Friberg and his team have been working on Memstate, an in-memory database. When I first started listening, I thought "this sounds like one of those interesting, technical edge-cases, but I'm not sure I see the point." By the end, I not only understood, I wanted to start using it! But since I don't know how soon that will happen, here's the compelling meat.

Relational databases solve a problem that doesn't exist anymore. That problem is limited memory relative to dataset size.

Your OLTP data can probably all fit in RAM.

Here, simplistically, is how Memstate looks compared to a relational database.

In a relational database, the data is: Read into Memory > Changed in Memory > Saved to Transaction Log > Saved to Storage > (Potentially) Reread into Memory

In a memory image, the data is: Already in Memory > Changed in Memory > Change is saved to Transaction log

The idea of keeping all needed data in RAM has been around for awhile. Friberg recommends reading Martin Fowler's description of the pattern, and so do I. This tidbit helped me grasp how common the concept is:

The key element to a memory image is using event sourcing.... A familiar example of a system that uses event sourcing is a version control system. Every change is captured as a commit, and you can rebuild the current state of the code base by replaying the commits into an empty directory.

I think this is fantastically straightforward. Why persist state on every write? Why not just persist the change, and keep the state in memory? In the past, the answer was "We can't fit all the data into memory, so you have to read it each time." But as Friberg points out, you can configure an Azure virtual machine instance with 1 terabyte of RAM!

Friberg is clear that this method, like any, shouldn't be applied to all use cases. He nicely points out that even if you kept, for (his) example, all of IKEA's inventory levels for all its warehouses in memory, you wouldn't keep all the product descriptions and images. Consider what we already do today with blob assets:

  • We don't (typically) store images in version control. We reference it externally.
  • We keep images in cache because it's static.

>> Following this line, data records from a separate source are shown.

PR #284, opened 2025-01-07
Fixes Unique Job ID Calc within CachedHandler

Step7750:
Previously it included the sender in the ID, however it seems like browsers such as Chrome have changing properties in this for each request.

Now it only caches based on the request data, tested locally using PR #283


GODrums (approved):
Great find, LGTM!

PR #594, opened 2020-09-15
impl some abe funcs

mouzedrift:


Source/AliveLibAO/Abe.cpp
```diff
@@ -2039,10 +2040,107 @@ void Abe::FallOnBombs_4231B0()
     }
 }
 
+__int16 Abe::CrouchOrPushWall(const FP gridSize)
+{
+    if (!WallHit_401930(field_BC_sprite_scale * FP_FromInteger(50), gridSize))
```
paulsapps, line 2045: seems like it would make more sense as:

if (WallHit(50))
{
  if (WallHit(20))
  {
    crouch
    return 0;
   }
}
return 1;
?

Source/AliveLibAO/Abe.cpp
```diff
@@ -2039,10 +2040,107 @@ void Abe::FallOnBombs_4231B0()
...
+            field_B4_velx = gridSize / FP_FromInteger(9);
+            field_FC_current_motion = eAbeStates::State_6_WalkBegin_424300;
+        }
+
+        if (field_B4_velx > FP_FromInteger(0))
+        {
+            return CrouchOrPushWall(gridSize);
+        }
+
+        gridSize = FP_FromInteger(0);
```
paulsapps, line 2100: this can't be a gridSize if its zero

Source/AliveLibAO/Abe.hpp
```diff
@@ -282,6 +285,8 @@ class Abe : public BaseAliveGameObject
 
     EXPORT void sub_422FC0();
 
+    EXPORT eAbeStates MoveLiftUpOrDown_42F190(FP ySpeed);
```
paulsapps, line 288: probably want to return __int16 instead for now

Source/AliveLibAO/Abe.cpp
```diff
@@ -2039,10 +2040,107 @@ void Abe::FallOnBombs_4231B0()
...
+        field_FC_current_motion = eAbeStates::State_21_StandToCrouch_427F40;
+        return 1;
+    }
+}
+
 __int16 Abe::ToLeftRightMovement_422AA0()
 {
-    NOT_IMPLEMENTED();
-    return 0;
+    field_B8_vely = FP_FromInteger(0);
```
paulsapps, line 2066: maybe check AE to see if the logic can be re-arranged a bit? Seems like flipX and some other stuff can be grouped a bit better for readablity? If not I can re-arrange it later

PR #595, opened 2020-09-16
abe and elum funcs

mouzedrift:


Source/AliveLibAO/Elum.cpp
```diff
@@ -1014,7 +1099,45 @@ void Elum::State_3_WalkLoop_412C90()
...
+            field_10_anim.Set_Animation_Data_402A40(field_10_anim.field_18_frame_table_offset, 0);
+            if (sControlledCharacter_50767C == this)
+            {
+                sActiveHero_507678->SyncToElum_42D850(field_FC_current_motion);
+            }
+
+        }
+        else
+        {
+            field_118 = 0;
```
paulsapps, line 1132: Looks like a ToIdle inlined?

Source/AliveLibAO/Elum.cpp
```diff
@@ -1191,17 +1357,83 @@ void Elum::State_13_RunTurnToWalk_4147C0()
...
+    else
+    {
+        field_170_flags |= 0x20u;
+    }
+
+    if (field_10_anim.field_4_flags.Get(AnimFlags::eBit18_IsLastFrame))
+    {
+        if (!ToNextState_4120F0())
+        {
+            field_118 = 0;
```
paulsapps, line 1374: An Elum ToIdle inlined func perhaps?

Source/AliveLibAO/Elum.cpp
```diff
@@ -1191,17 +1357,83 @@ void Elum::State_13_RunTurnToWalk_4147C0()
...
+    }
+    else
+    {
+        field_170_flags |= 0x20u;
+    }
+    if (field_10_anim.field_4_flags.Get(AnimFlags::eBit18_IsLastFrame))
+    {
+        if (!ToNextState_4120F0())
+        {
+            field_118 = 0;
```
paulsapps, line 1400: ToIdle ?

Source/AliveLibAO/Elum.cpp
```diff
@@ -1191,17 +1357,83 @@ void Elum::State_13_RunTurnToWalk_4147C0()
...
+    {
+        field_170_flags |= 0x20u;
+    }
+
+    if (field_10_anim.field_4_flags.Get(AnimFlags::eBit18_IsLastFrame))
+    {
+        field_FE_next_state = eElumStates::State_10_Yell_4158E0;
+        if (!ToNextState_4120F0())
+        {
+            field_118 = 0;
```
paulsapps, line 1428: ToIdle?

Source/AliveLibAO/Elum.cpp
```diff
@@ -1454,17 +1686,125 @@ void Elum::State_29_BeesStruggling_412A90()
...
+                field_AC_ypos = hitY;
+                break;
+            default:
+                break;
+            }
+        }
+
+        if (field_AC_ypos - field_E8_LastLineYPos > FP_FromInteger(2))
+        {
+            field_118 = 0x22666;
```
paulsapps, line 1763: Probably a FP type - can be changed later though

Source/AliveLibAO/Elum.cpp
```diff
@@ -313,6 +313,20 @@ __int16 Elum::VTakeDamage_411020(BaseGameObject* pFrom)
...
+void Elum::toKnockback()
+{
+    field_B4_velx = FP_FromInteger(0);
+    field_FC_current_motion = eElumStates::State_50_Knockback_415DC0;
+
+    if (field_F4_pLine)
+    {
+        MoveOnLine_412580(0);
+    }
+    field_A8_xpos -= field_B4_velx;
```
paulsapps, line 325: This seems a bit odd - I guess that MoveOnLine_412580 changes field_B4_velx otherwise it always subtracts zero which does nothing?

Source/AliveLibAO/Abe.cpp
```diff
@@ -5361,7 +5365,27 @@ void Abe::State_136_ElumMountEnd_42E110()
...
+    {
+        while (!ResourceManager::FreeResource_455550(field_1A4_resources.res[58]))
+        {
+            // Empty
+        }
+
+        field_1A4_resources.res[58] = {};
+        field_104_pending_resource_count = 3;
+
+        ResourceManager::LoadResourceFile_4551E0("ABEBSIC.BAN", reinterpret_cast<ResourceManager::TLoaderFn>(OnResourceLoaded_4019A0), reinterpret_cast<Camera*>(this), 0);
```
paulsapps, line 5378: Use the template overload:

 ResourceManager::LoadResourceFile("ABENOELM.BND", BaseAliveGameObject::OnResourceLoaded_4019A0, this);

Then you can drop the casts, you can remove the last 0 argument as it defaults to in this template helper, same for the other LoadResourceFile calls in here

Source/AliveLibAO/Abe.cpp
```diff
@@ -5361,7 +5365,27 @@ void Abe::State_136_ElumMountEnd_42E110()
...
+        ResourceManager::LoadResourceFile_4551E0("ANEPRMNT.BAN", reinterpret_cast<ResourceManager::TLoaderFn>(OnResourceLoaded_4019A0), reinterpret_cast<Camera*>(this), 0);
+        ResourceManager::LoadResourceFile_4551E0("ABENOELM.BND", reinterpret_cast<ResourceManager::TLoaderFn>(OnResourceLoaded_4019A0), reinterpret_cast<Camera*>(this), 0);
+
+        if (!ResourceManager::GetLoadedResource_4554F0(ResourceManager::Resource_Animation, 48, FALSE, FALSE))
+        {
+            ++field_104_pending_resource_count;
```
paulsapps, line 5384: I usually post increment these: field_104_pending_resource_count++;

Source/AliveLibAO/Abe.cpp
```diff
@@ -5371,7 +5395,20 @@ void Abe::State_138_ElumUnmountEnd_42E390()
...
 {
-    NOT_IMPLEMENTED();
+    if (!field_104_pending_resource_count && field_10_anim.field_4_flags.Get(AnimFlags::eBit18_IsLastFrame))
+    {
+        while (!ResourceManager::FreeResource_455550(field_1A4_resources.res[61]))
+        {
+            // Empty
+        }
+
+        field_1A4_resources.res[61] = {};
```
paulsapps, line 5405: might be better to use = nullptr; if its only clearing 1 element rather than all of them

Source/AliveLibAO/Abe.cpp
```diff
@@ -5371,7 +5395,20 @@ void Abe::State_138_ElumUnmountEnd_42E390()
...
+        field_104_pending_resource_count = 1;
+
+        ResourceManager::LoadResourceFile_4551E0("ABEWELM.BND", reinterpret_cast<ResourceManager::TLoaderFn>(OnResourceLoaded_4019A0), reinterpret_cast<Camera*>(this), 0);
```
paulsapps, line 5408: can use the template helper - same comment as the other above

Source/AliveLibAO/Elum.cpp
mouzedrift: you're right it subtracts zero which does nothing

Source/AliveLibAO/Elum.cpp
```diff
@@ -1191,17 +1349,65 @@ void Elum::State_13_RunTurnToWalk_4147C0()
...
+    if (field_10_anim.field_4_flags.Get(AnimFlags::eBit18_IsLastFrame))
+    {
+        if (!ToNextState_4120F0())
+        {
+            ToIdle();
+        }
+    }
 }
 
 void Elum::State_16_Speak_414980()
```
paulsapps, line 1391: this function is exactly the same as State_15_Speak_4148F0, also State_14_Speak_414860 is almost identical. You could add a helper method void Speak(int soundId); that removes the duplicated code as the first soundId passed to Abe_SFX_2_42A220() is the only change between these 3?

(And, of course, it also doesn't mean you couldn't keep that data in memory.)

Imagine if your order entry system data was running fully in memory. Now, ask--not rhetorically--could it? The answer will very likely be yes.

What happens if you need to perform maintenance? Surely it would take forever to replay all those millions of commands (transactions).

Friberg gives an example where a very large dataset could be loaded back into memory in about ten minutes.

Finally, while most of the podcast discussed big data, I wonder about small data. One of the persistence stores for Memstate is--you guessed it--a file. I think this would be a great solution for any app that needs a small database. The state would load fast, the app would run fast, and there wouldn't be any of the overhead of using a database engine.1

Want to go a step further? If the store is a file, and if the amount of data isn't huge, and if absolutle top performance isn't necessary, then I'll bet the transaction information could be stored as plain text. And this means your data and history are future-proof.

And that's how I like my data.

References


  1. Not that, for instance, SQLite is big. I think it's just a .dll.